Too Much Inequality Leads to Disillusion and Anger

Other harms include the destructive impact of large numbers of people being denied adequate healthcare, food, housing and education. Crime, mental illness and other social ills rise when wages are too low to support families. And when hard work simply doesn't pay off, people lose trust in society, our government and our institutions.

"It's discouraging for those who are not at the top," McNichol said. "People feel that this is not the American Way, that it's not fair, and that it is going to have an effect on the American economy going forward."

Enter the Occupy Movement, with its focus on the enormous advantages of the wealthiest 1 percent. Occupy activists highlighted people's anger and disillusion over financial issues, such as:  unemployment, foreclosures, gentrification and student debt.

And a Pew Research Center study released in January, found that, "about two-thirds of the public (66 percent) believes there are "very strong" or "strong" conflicts between the rich and the poor—an increase of 19 percentage points since 2009."

Policy Change Can Reduce the Harm

The federal government could change this trend toward greater inequality with policy changes that redistribute resources, the report says. Congress could remove tax breaks for the wealthiest groups, strengthen unemployment insurance and the safety net, and remove barriers to union representation.

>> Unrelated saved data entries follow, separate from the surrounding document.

PR #5266, opened 2020-06-21
Fixed bug that caused the banner to not work if it's renamed before its first use.

JiaYow:
Fixed bug that caused the banner to not work if it's renamed before its first use.

### DIFF
--- a/src/main/java/com/minecolonies/coremod/items/ItemBannerRallyGuards.java
+++ b/src/main/java/com/minecolonies/coremod/items/ItemBannerRallyGuards.java
@@ -435,14 +435,18 @@ public class ItemBannerRallyGuards extends AbstractItemMinecolonies
         if (!banner.hasTag())
         {
             final CompoundNBT compound = new CompoundNBT();
-            compound.putUniqueId(TAG_ID, UUID.randomUUID());
-            compound.putBoolean(TAG_IS_ACTIVE, false);
-
-            @NotNull final ListNBT guardTowerList = new ListNBT();
-            compound.put(TAG_RALLIED_GUARDTOWERS, guardTowerList);
             banner.setTag(compound);
         }
-        return banner.getTag();
+
+        final CompoundNBT compound = banner.getTag();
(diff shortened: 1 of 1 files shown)


src/main/java/com/minecolonies/coremod/items/ItemBannerRallyGuards.java
```diff
@@ -435,14 +435,18 @@ public static CompoundNBT checkForCompound(final ItemStack banner)
         if (!banner.hasTag())
         {
             final CompoundNBT compound = new CompoundNBT();
+            banner.setTag(compound);
+        }
+
+        final CompoundNBT compound = banner.getTag();
```
Minecraftschurli, line 441: just use getOrCreateTag that does the same thing as you do here
```suggestion
        final CompoundNBT compound = banner.getOrCreateTag();
```

Minecraftschurli (commented):
seems that the previous code was a little derpy

src/main/java/com/minecolonies/coremod/items/ItemBannerRallyGuards.java
JiaYow: You are 99% right. The reason why I did it this way is because it's done this way literally in all other items too. 
Search in the project for `getTag()` and look at the Item-Classes. Then look for `getOrCreateTag()`. See what I mean?

I must assume that the devs have a reason to have it this way. For example, `hasTag()` takes into consideration `isEmpty`, while `getOrCreateTag()` does not. Maybe there has been a bug related to that in the past.

So, when the devs confirm that they simply didn't know about `getOrCreateTag()`, we should change that **everywhere**. Otherwise, I prefer streamlined code to individually smart code. You don't want future devs to think "Ah, the banner uses getOrCreate, the others use getTag(), there must be a reason for this."

@Raycoms?

Raycoms: I believe we've been using hasTag() since forever for all the other items and getOrCreateTag() didn't exist yet.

But states also have a big role to play in reducing income inequality. For some states, that could mean avoiding increases to sales taxes, and instead reducing tax breaks for the wealthy. For most states it should include raising the state minimum wage and strengthening supports for working families, such as childcare assistance and unemployment insurance.

"States that adopt policies that reduce income inequality can help their states recover more quickly from the downturn," McNichol says. "And it will position them to help their economy grow for the future."

Gettel says the Oregon Legislature should renew the Earned Income Tax Credit, which will expire in 2013. The tax credit helps around 250,000 low-income working families in Oregon — mostly families with children.

And lawmakers should reject calls to cut Oregon's capital gains tax, he said.

"The first rule that Oregon lawmakers should follow is, 'do no harm,'" he said. "That means, above all, no new tax cuts for the rich because they would only exacerbate the problem."